De acordo com documento anexado à denúncia e obtido pelo g1, foram identificadas alterações no Sistema Integrado de Planejamento, Contabilidade e Finanças (Fiplan), plataforma que registra os pagamentos do governo estadual.
Segundo os promotores, dados financeiros da UERR começaram a ser modificados ou apagados recentemente. O Ministério Público sustenta que as alterações não são coincidência e teriam iniciado na primeira quinzena de dezembro de 2025, logo após a Polícia começar a interrogar suspeitos e questionar divergências nos valores de contratos.

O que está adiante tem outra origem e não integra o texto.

PR #858, opened 2026-02-13
Set rapidsmpf asyncio loop to use py_executor

### LINKED ISSUE #855: Set default executor in `run_streaming_pipeline`
As noted by @wence- in https://github.com/rapidsai/cudf/pull/21382#discussion_r2792635493, cudf-polars' use of `asyncio.to_thread` ends up offloading blocking function calls to a thread from a new `ThreadPoolExecutor` created by asyncio.

We'd (maybe?) prefer that those functions run on the `py_executor` passed into `run_streaming_pipeline`. I haven't thought through all the consequences of this, but it seems reasonable.

Because rapidsmpf creates and controls the event loop, we should be able to get a running loop in the `runner` closure called by `asynico.run` around https://github.com/rapidsai/rapidsmpf/blob/42eca8b1cfaf2d6338ae5b8cda9adf8ed7aef787/python/rapidsmpf/rapidsmpf/streaming/core/node.pyx#L254, and call [`loop.set_default_executor`](https://docs.python.org/3/library/asyncio-eventloop.html#asyncio.loop.set_default_executor). Then calls to `asyncio.to_thread` will run on `py_executor`.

Para o Grupo de Atuação Especial de Combate ao Crime Organizado (Gaeco), as mudanças no sistema teriam como objetivo ocultar indícios de superfaturamento em contratos firmados com a empresa terceirizada Ibiapino & Pinheiro Ltda.
Regys é acusado de liderar uma organização criminosa que teria desviado mais de R$ 15 milhões da universidade. O pedido de prisão tramita sob sigilo.